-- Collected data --
* * * * * * * * *

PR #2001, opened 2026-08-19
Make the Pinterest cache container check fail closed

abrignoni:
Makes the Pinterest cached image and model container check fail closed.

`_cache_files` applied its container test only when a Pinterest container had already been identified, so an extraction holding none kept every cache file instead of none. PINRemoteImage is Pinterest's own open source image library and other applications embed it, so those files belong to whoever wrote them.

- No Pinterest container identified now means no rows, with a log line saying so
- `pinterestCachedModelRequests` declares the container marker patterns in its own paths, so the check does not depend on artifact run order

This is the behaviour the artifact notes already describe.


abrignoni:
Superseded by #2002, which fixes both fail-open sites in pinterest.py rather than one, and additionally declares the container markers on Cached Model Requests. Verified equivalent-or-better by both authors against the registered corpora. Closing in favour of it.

* * * * * * * * *

-- Problem to solve --
What you return should match the data character for character.

-- Response to the task --
PR #2001, opened 2026-08-19
Make the Pinterest cache container check fail closed

abrignoni:
Makes the Pinterest cached image and model container check fail closed.

`_cache_files` applied its container test only when a Pinterest container had already been identified, so an extraction holding none kept every cache file instead of none. PINRemoteImage is Pinterest's own open source image library and other applications embed it, so those files belong to whoever wrote them.

- No Pinterest container identified now means no rows, with a log line saying so
- `pinterestCachedModelRequests` declares the container marker patterns in its own paths, so the check does not depend on artifact run order

This is the behaviour the artifact notes already describe.


abrignoni:
Superseded by #2002, which fixes both fail-open sites in pinterest.py rather than one, and additionally declares the container markers on Cached Model Requests. Verified equivalent-or-better by both authors against the registered corpora. Closing in favour of it.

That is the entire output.